No mesmo mês de setembro em que estivemos nas Terras Indígenas em Jutaí, o coordenador da CommunityRedd+ e diretor da Concepto Carbono, Juan Eduardo Hernández, também esteve nos territórios do município, segundo os indígenas, para “definir as áreas dos projetos”, e mais uma vez sem acompanhamento ou autorização do órgão indigenista brasileiro.

Apesar de provocada ainda em agosto de 2022 pelos próprios empresários colombianos, a Funai não se manifestou mais sobre os projetos de carbono no Solimões, desde setembro do ano passado, quando pediu para que a Coordenação Regional orientasse as comunidades a não assinarem contratos antes de uma regulamentação do mercado de carbono em Terras Indígenas.
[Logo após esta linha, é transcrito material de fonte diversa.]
PR #932, opened 2025-01-17
arm upgrade fix: patch harvester-release.yaml for arm iso builds

ibrokethecloud:
**Problem:**

Currently the harvester iso build includes the kubevirt version from the values.yaml file in the harvester/harvester chart.
During the ARM packaging we patch the kubevirt version to upstream version, to allow correct images to be included in the packaging.

However the changes are reverted before the OS packaging, which results in the `harvester-release.yaml` containing the values from the amd64 build. 

This causes the upgrade to fail as the upgrade helper waits for the kubevirt version to be the one defined in the `harvester-release.yaml`. This never reconciles as we end up using the amd64 kubevirt patch version which results in an upgrade being stuck.

**Solution:**

minor changes to allow patching of harvester-release.yaml for ARM builds. This change is needed to ensure correct kubevirt version is included in the harvester-release.yaml. This is essential to ensure the upgrade manifests script can successfully reconcile the kubevirt version with expected version as part of the upgrade process

**Related Issue:**
https://github.com/harvester/harvester/issues/6257

**Test plan:**

To test:
* Install Harvester v1.4.0 on ARM nodes
* Create a custom version object using the iso built from this change or harvester-master-arm64.iso once the PR is merged
* Trigger upgrade of Harvester
* Harvester Upgrade should complete successfully

### DIFF
--- a/scripts/package-harvester-os
+++ b/scripts/package-harvester-os
@@ -15,6 +15,7 @@ fi
 
 mkdir -p ${ARTIFACTS_DIR}
 
+
 source ${SCRIPTS_DIR}/version
 source ${SCRIPTS_DIR}/version-rke2
 source ${SCRIPTS_DIR}/version-rancher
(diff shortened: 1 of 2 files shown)


ibrokethecloud:
Not needed anymore since with new sles based kubevirt images the patching of harvester chart is not required.

PR #933, opened 2025-01-17
chore: update to v1.5 branch for harvester and addons repos

starbops:
Update harvester and addons to use v1.5 repos for the v1.5 stable branch.


tserong (approved):
LGTM, but we should probably also make the same change in `scripts/test` as well, in case someone tries to run `make test` by itself

starbops:
> LGTM, but we should probably also make the same change in `scripts/test` as well, in case someone tries to run `make test` by itself

@tserong Good catch! I've updated the script, PTAL. I will also update the wiki page. Thanks!

tserong (approved):

PR #942, opened 2025-01-31
fix kernel command line for management interface

m-ildefons:
Fix parsing management interface configuration from the kernel command line.
The parser now accepts more different specifications for the management interface, including just the systemd name for the device. Additionally, should the configuration not be parseable (e.g. due to a typo), the installer doesn't crash anymore, but rather produces a human readable error.

related-to: harvester/harvester#7470

**Problem:**

**Solution:**

**Related Issue:**

**Test plan:**

### DIFF
--- a/pkg/util/cmdline.go
+++ b/pkg/util/cmdline.go
@@ -83,17 +83,65 @@ func toNetworkInterfaces(data map[string]interface{}) error {
 
 	outDetails := make([]interface{}, 0, len(ifDetails))
 	for _, v := range ifDetails {
-		tmpStrings := strings.SplitN(v, ":", 2)
-		n := make(map[string]interface{})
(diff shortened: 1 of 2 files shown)


ibrokethecloud (approved):
lgtm. thanks.

bk201 (approved):

brandboat:
gentle ping @m-ildefons, do we need to update the doc as well? https://docs.harvesterhci.io/v1.5/install/harvester-configuration#installmanagement_interface

m-ildefons:
I don't think a docs update is necessary.
This fix does not affect the config syntax, only the kernel command line.
The documented way to specify parameters on the kernel command line is still valid. This fix just makes the installer more robust when the parameters are specified in an incorrect way.

PR #777, opened 2016-01-27
Fix error when inserting image into a span inside a list

caffodian:
There is a bug in the webkit span fixer code where when it is called on a span without a class, an error occurs.  The most common place we see this is when inserting images into spans within lists.  (Span alone causes the span to split, instead)

### DIFF
--- a/CHANGELOG.md
+++ b/CHANGELOG.md
@@ -14,7 +14,7 @@ WYMeditor.
 ### Bug Fixes
 
 * [#777](https://github.com/wymeditor/wymeditor/pull/777)
-  Fixed error when inserting into span nested inside list.
+  Fixed script error when inserting into span nested inside list.
 * [#761](https://github.com/wymeditor/wymeditor/pull/761)
   Image resize handle below end of iframe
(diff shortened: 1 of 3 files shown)


winhamwr:
> a bug in the webkit span fixer code

Just to be clear, this bug exists with classless spans in any browser, right?

winhamwr:
This needs an item in the [changelog](https://github.com/wymeditor/wymeditor/blob/master/CHANGELOG.md). After that, it looks good.

Up for [making a release](https://wymeditor.readthedocs.org/en/v1.1.1/wymeditor_development/making_releases.html) or would you prefer to wait until the other insertion bug is fixed?

caffodian:
> Just to be clear, this bug exists with classless spans in any browser, right?

It happens in Chrome, at least.  The class attr is undefined and then `toLowerCase` gets called on it.

> This needs an item in the changelog. After that, it looks good.
>
> Up for making a release or would you prefer to wait until the other insertion bug is fixed?

Will do, still figuring out how to contribute.  I haven't tracked down our other insertion bug yet, but I suspect that this fix also covers doing nearly anything inside a span (as long as the span doesn't get split by the command)

PR #782, opened 2017-01-23
Translatable themes 2

gyuris:
@winhamwr, @mightyiam I use wymeditor in Drupal. Recently I [swithed in Drupal](https://www.drupal.org/node/2273635) to wymeditor 1.1.1 and I realized that my original [PR](https://github.com/wymeditor/wymeditor/pull/338) wasn't merged in 2012. So I made a quick new PR, compatible with 1.1.1.

Has you intent to merge this?
I tested yet only in Gecko and Chrome. If you have intent to merge this patch, I can work on it.


mightyiam:
I don't have much incentive to support this project. I see it as a bit of a relic. I would suggest migrating to more modern editors.

PR #12, opened 2025-09-25
bugfix: Fix uptime calculation in FreeRTOS port

buckleypaul:
Resolve issue in FreeRTOS port where quantization issues could occur with timer tick values that are not even divisors of 1000.

For example, if a tick rate is 300Hz, due to the integer division to ms_per_tick would be calculated to be 3ms (vs 3.33..3ms) which would cause the later multiplication of ticks * ms_per_tick to result in an invalid ms update.


ceolin:
Comment about parenthesis and please break the commit messages to 80 columns.

buckleypaul:
> Comment about parenthesis and please break the commit messages to 80 columns.

You saw I updated the parenthesis already yeah? Or did I mess up the push?

ceolin:
> > Comment about parenthesis and please break the commit messages to 80 columns.
> 
> You saw I updated the parenthesis already yeah? Or did I mess up the push?

part of .. my suggestion is to make the precedence explicit, this helps to avoid bugs specially with rounding / casts .

`(xTaskGetTickCount() * 1000) / configTICK_RATE_HZ`

`xTaskGetTickCount() * (1000 / configTICK_RATE_HZ)`

ceolin (approved):
Thanks !!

Em 23 de agosto de 2022, as empresas Yauto, Terra Commodities e Carbo Sostenible (Carbo-Terra-Yauto) enviaram ofício ao órgão  intitulado “Modelo de Negócios para o Desenvolvimento de Projetos REDD+ com Comunidades Indígenas do Brasil no Estado do Amazonas”.

O documento indica a possibilidade de pelo menos cinco projetos de carbono em Terras Indígenas na região do Solimões e solicita “apoio e participação da Funai”, mas não faz nenhuma menção aos nomes das Terras Indígenas.

“Queremos apresentar a nossa maneira de abordar os projetos Redd+ diretamente às autoridades das comunidades, com o apoio e participação da Funai, para permitir a aproximação entre os povos indígenas e as nossas empresas”, diz o ofício assinado por Juan Andrés López, da Carbo Sostenible, Alicia Micolta, da Yauto, e Federico Ortiz, da Terra Commodities.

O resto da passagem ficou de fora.